> **Exercise**
Lines where the string "throws" appears are to be copied from the entries below.

[Stored data entries]
——————————
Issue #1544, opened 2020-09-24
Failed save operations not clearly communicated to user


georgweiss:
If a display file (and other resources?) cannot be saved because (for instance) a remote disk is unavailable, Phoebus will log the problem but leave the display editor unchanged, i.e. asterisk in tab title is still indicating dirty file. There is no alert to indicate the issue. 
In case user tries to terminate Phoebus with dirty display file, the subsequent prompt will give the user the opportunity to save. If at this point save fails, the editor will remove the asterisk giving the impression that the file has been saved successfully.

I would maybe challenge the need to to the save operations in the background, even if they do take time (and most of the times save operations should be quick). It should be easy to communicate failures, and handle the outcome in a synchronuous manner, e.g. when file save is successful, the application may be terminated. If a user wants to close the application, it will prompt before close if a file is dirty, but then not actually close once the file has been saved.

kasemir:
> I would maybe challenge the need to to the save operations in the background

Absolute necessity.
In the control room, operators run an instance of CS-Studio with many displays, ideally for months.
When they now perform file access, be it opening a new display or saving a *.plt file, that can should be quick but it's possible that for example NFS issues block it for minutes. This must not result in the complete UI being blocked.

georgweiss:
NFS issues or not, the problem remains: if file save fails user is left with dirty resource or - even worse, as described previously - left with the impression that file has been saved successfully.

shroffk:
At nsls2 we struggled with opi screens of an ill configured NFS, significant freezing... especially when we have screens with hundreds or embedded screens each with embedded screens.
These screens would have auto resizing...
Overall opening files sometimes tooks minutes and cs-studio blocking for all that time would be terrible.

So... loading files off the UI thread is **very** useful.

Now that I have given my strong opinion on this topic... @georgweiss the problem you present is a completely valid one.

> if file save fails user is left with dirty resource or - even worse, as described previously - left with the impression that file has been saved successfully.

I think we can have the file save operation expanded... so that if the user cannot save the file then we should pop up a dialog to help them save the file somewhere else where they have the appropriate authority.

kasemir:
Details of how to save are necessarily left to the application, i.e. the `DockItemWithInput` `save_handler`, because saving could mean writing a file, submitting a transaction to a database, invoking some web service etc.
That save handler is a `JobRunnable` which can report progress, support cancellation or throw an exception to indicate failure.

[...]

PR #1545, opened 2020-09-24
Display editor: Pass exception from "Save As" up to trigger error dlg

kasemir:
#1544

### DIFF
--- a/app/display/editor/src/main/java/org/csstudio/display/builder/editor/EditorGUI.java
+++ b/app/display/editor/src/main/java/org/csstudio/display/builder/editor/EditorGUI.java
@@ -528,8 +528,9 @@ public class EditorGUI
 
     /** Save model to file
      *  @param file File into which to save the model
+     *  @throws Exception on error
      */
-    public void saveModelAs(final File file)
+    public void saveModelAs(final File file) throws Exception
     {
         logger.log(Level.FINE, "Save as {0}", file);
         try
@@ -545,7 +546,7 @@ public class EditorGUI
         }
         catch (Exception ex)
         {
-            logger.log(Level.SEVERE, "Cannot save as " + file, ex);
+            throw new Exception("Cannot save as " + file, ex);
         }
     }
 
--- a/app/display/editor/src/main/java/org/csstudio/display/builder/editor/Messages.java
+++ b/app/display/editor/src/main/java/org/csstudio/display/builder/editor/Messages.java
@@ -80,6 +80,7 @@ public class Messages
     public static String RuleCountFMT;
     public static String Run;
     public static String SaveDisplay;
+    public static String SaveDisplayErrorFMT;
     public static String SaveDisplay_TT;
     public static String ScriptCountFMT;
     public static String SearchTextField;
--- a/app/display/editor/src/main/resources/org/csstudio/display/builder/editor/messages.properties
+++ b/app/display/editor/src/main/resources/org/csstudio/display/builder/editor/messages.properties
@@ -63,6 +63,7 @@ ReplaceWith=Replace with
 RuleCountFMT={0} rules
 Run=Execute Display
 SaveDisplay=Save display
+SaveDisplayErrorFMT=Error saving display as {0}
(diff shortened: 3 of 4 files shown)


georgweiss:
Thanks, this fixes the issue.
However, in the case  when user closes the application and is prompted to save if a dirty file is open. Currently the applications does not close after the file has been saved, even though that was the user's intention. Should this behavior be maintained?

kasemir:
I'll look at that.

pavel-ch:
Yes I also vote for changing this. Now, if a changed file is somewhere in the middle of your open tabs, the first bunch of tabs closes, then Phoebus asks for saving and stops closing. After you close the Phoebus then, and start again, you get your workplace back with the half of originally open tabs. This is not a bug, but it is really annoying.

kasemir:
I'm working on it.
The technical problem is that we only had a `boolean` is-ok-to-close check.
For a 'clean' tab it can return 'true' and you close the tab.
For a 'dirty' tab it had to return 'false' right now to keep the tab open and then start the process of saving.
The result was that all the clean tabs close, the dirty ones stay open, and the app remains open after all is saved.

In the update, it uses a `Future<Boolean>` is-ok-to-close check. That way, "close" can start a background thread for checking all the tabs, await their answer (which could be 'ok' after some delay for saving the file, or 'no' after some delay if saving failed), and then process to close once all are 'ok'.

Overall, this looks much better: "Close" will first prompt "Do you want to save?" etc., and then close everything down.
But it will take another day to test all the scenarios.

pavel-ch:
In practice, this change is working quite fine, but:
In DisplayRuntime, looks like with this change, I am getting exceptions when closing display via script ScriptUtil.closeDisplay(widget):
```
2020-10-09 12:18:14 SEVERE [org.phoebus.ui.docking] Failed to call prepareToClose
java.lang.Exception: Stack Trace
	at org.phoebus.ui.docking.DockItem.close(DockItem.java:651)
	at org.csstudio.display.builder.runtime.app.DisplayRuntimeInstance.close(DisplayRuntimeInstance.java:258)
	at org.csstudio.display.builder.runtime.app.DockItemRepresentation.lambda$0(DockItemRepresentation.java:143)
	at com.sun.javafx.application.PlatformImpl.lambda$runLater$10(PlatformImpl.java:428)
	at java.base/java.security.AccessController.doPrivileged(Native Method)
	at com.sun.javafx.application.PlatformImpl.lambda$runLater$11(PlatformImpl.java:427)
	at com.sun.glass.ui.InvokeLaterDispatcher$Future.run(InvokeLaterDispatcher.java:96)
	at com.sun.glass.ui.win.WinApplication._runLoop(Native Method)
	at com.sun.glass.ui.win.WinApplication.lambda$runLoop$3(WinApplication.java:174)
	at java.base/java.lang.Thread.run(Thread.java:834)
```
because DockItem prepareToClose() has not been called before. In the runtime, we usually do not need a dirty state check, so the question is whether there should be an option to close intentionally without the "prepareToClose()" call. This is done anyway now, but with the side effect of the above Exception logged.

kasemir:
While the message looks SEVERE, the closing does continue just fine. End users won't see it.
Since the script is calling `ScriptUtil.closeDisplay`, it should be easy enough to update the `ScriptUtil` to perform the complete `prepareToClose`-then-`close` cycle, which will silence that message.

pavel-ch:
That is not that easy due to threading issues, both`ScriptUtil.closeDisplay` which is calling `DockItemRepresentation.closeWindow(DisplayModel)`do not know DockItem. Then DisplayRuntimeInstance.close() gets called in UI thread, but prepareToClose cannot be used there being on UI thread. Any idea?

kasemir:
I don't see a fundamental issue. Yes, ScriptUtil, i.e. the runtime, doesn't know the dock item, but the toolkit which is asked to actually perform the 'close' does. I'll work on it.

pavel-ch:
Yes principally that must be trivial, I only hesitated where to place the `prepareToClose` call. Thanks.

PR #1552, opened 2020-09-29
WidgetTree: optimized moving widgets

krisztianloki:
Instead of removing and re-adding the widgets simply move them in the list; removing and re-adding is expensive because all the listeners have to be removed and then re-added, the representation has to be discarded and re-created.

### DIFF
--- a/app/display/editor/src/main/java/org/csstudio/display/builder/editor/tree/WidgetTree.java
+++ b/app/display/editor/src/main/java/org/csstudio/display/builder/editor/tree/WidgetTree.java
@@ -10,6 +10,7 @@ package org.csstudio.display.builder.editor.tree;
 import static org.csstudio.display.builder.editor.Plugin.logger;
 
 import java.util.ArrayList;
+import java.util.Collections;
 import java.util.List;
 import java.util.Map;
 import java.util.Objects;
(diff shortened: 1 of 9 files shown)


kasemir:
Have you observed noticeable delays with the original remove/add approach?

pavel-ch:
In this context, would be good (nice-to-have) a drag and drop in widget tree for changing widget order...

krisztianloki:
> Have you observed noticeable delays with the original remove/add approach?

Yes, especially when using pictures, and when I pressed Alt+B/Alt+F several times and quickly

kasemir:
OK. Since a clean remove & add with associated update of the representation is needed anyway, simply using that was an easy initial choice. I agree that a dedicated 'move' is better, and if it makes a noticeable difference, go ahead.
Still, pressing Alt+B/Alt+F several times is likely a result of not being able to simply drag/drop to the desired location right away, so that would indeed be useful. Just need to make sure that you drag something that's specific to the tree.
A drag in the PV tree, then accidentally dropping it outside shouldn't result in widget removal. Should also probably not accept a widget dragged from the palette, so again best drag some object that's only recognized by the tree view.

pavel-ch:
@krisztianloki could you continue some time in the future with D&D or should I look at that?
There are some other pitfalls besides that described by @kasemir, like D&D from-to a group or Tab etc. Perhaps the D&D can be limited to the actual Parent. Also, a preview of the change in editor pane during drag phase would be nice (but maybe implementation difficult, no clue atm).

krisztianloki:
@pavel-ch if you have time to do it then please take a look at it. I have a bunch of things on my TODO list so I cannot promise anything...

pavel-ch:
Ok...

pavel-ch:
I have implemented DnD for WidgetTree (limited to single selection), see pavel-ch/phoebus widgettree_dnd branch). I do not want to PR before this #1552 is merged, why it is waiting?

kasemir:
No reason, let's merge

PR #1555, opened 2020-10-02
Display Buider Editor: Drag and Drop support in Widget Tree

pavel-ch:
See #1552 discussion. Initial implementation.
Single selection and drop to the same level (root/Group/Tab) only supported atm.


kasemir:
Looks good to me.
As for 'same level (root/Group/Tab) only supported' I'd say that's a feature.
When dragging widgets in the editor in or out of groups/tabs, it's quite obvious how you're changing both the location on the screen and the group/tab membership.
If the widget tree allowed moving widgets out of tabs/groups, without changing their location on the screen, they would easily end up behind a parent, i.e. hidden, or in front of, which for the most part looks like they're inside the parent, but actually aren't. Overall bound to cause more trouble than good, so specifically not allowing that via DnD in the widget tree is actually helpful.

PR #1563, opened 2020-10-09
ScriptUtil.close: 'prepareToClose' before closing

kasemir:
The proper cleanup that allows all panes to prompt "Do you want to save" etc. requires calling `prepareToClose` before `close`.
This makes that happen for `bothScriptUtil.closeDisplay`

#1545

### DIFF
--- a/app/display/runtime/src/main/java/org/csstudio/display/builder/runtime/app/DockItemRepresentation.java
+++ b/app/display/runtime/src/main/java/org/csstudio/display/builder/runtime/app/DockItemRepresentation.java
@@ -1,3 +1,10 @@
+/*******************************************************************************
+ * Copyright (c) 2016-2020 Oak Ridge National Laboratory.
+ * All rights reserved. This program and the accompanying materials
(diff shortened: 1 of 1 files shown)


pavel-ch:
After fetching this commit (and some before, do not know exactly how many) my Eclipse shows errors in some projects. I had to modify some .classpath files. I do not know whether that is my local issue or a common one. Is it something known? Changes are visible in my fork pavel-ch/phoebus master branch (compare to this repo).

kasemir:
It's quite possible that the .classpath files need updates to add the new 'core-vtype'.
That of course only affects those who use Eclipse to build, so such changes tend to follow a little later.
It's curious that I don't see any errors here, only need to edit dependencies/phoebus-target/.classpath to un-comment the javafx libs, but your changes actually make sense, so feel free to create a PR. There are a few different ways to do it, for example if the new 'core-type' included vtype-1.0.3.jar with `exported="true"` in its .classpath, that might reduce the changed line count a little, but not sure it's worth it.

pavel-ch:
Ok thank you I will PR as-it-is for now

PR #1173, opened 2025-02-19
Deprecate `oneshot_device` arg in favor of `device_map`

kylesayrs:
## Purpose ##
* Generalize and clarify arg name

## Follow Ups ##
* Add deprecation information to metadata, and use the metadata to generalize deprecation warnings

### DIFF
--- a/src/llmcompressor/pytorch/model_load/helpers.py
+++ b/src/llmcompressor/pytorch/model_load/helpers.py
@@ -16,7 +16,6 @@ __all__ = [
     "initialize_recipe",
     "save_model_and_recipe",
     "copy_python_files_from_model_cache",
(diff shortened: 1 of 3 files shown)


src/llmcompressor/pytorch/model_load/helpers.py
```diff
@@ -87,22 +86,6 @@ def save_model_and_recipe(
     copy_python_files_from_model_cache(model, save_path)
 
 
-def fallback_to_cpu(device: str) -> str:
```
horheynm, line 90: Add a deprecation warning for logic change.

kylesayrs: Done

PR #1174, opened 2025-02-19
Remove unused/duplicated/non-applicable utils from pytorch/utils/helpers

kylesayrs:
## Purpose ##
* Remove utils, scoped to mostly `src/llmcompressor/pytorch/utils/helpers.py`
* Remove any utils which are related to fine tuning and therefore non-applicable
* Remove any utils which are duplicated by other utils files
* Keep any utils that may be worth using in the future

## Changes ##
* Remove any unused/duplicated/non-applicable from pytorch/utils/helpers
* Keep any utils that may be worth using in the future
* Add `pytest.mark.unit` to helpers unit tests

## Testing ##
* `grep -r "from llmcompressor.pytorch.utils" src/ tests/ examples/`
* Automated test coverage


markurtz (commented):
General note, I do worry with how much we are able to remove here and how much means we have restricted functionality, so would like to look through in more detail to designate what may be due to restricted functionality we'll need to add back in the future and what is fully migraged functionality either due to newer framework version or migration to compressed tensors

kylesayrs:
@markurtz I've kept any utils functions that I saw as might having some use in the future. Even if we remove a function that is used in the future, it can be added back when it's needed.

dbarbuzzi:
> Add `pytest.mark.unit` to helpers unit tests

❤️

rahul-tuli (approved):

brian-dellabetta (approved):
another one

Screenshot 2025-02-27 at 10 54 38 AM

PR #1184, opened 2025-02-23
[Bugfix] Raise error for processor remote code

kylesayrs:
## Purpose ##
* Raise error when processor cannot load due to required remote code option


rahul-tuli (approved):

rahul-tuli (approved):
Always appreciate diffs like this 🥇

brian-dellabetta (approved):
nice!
——————————
> **Expected answer**
+     *  @throws Exception on error
+    public void saveModelAs(final File file) throws Exception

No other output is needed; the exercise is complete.